4. Review of Related Chemical Concepts
   1. Entropy:
      1. Roughly defined as disorder.
      2. Organisms are highly ordered structures, possessing low entropy compared to their surroundings.
      3. In accordance with the Second Law of Thermodynamics (entropy of the universe is always increasing), organisms maintain their high order by increasing the disorder of their non-living surroundings.
   2. Orbitals and Electron Shells:
      1. Orbitals: The smallest spaces where electrons are found; they are members of subshells.
      2. Subshells are larger spaces composed of orbitals, and subshells themselves make up even larger spaces called shells or energy levels.
      3. Types discussed: s-orbitals (spherical shape) and p-orbitals (dumbbell shape).
      4. Each orbital can hold at most two electrons.
      5. Electron Shells/Energy Levels: Correspond to periods (rows) on the periodic table.
         1. First shell (Period 1) contains one s-orbital, holding a maximum of 2 electrons.
         2. Second shell (Period 2) contains one s-orbital and three p-orbitals (total of four orbitals), holding a maximum of 8 electrons.
   3. Valence Electrons vs.
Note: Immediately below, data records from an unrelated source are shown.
PR #2576, opened 2026-07-22
add relation role definitions for type=boundary and type=multipolygon

k-yle:
cherrypicked from #1538, that PR is too big to review. 

ideally, this PR could be merged sooner, then we can create PRs in iD to actually use this data.

### DIFF
--- a/data/presets/area.json
+++ b/data/presets/area.json
@@ -12,5 +12,30 @@
         "polygon"
     ],
     "name": "Area",
-    "matchScore": 0.1
+    "matchScore": 0.1,
+    "relation": {
+        "reference": "multipolygon",
+        "allowDuplicateMembers": false,
+        "role_labels": {
+            "inner": "Inner",
+            "outer": "Outer"
+        },
+        "members": [
+            {
+                "role": "inner",
+                "geometry": [
+                    "line",
+                    "area"
+                ]
+            },
+            {
+                "role": "outer",
+                "geometry": [
+                    "line",
+                    "area"
+                ],
+                "min": 1
+            }
+        ]
+    }
 }
--- a/data/presets/type/boundary/administrative.json
+++ b/data/presets/type/boundary/administrative.json
@@ -18,5 +18,58 @@
         "key": "boundary",
         "value": "administrative"
     },
-    "name": "Administrative Boundary"
+    "name": "Administrative Boundary",
+    "relation": {
+        "reference": "boundary",
+        "allowDuplicateMembers": false,
+        "role_labels": {
+            "inner": "Inner",
+            "outer": "Outer",
+            "label": "Label",
+            "admin_centre": "Admin Center"
+        },
+        "members": [
+            {
+                "role": "inner",
+                "geometry": [
+                    "line",
+                    "area"
+                ]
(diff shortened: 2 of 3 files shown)


matkoniecz:
> I also created relation-roles - any thoughts on that ?

not sure whether we need so many labels... I would be tempted to use just "presets", but not opposed to it either as long as people are not complaining when "presets" was used

matkoniecz (approved):

matkoniecz:
@tordans @tyrasd Are you interested in taking look at this one? (and maybe also #1538)

k-yle:
okay, i deleted the label. to make searching possible, i'll include the phrase `relation role` in every PR

.github/release-drafter.yml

Valence:
      1. Valence electrons: The electrons located in the outermost shell of an atom.
      2. Valence: The number of additional electrons an atom needs to fill its outer shell. For non-metals, it also indicates the number of covalent bonds the atom will typically form.
         1. Example: Oxygen has six valence electrons and a valence of two, meaning it forms two covalent bonds.
   4. Ions:
      1. Charged atoms.
      2. Anion: A negatively charged ion, formed when an atom gains one or more electrons.
      3. Cation: A positively charged ion, formed when an atom loses one or more electrons.
      4. Metals typically form cations by losing their valence electrons (e.g., Group 1 metals lose one electron to form a +1 cation; Group 2 metals lose two electrons to form a +2 cation).
   5. Ionic Bonds and Salts:
      1. Salt: Another term for an ionic compound.
      2. The smallest possible bit of a salt is called a formula unit (in contrast to a molecule for covalent compounds).
      3. Example: Magnesium fluoride (MgF₂) has a formula unit consisting of one magnesium ion (Mg²⁺) and two fluoride ions (F^-).
   6. Autoionization of Water:
      1. Refers to the self-ionization of water molecules.
      2. A small fraction of water molecules (H₂O) spontaneously split into a hydrogen ion (H⁺) (also called a proton) and a hydroxide ion (OH^-).
      3. This process is reversible.
      4. In pure water at a specific temperature, the concentration of both H⁺ and OH^- is 1 x 10^-7 M, which is the basis for pH 7 on the pH scale.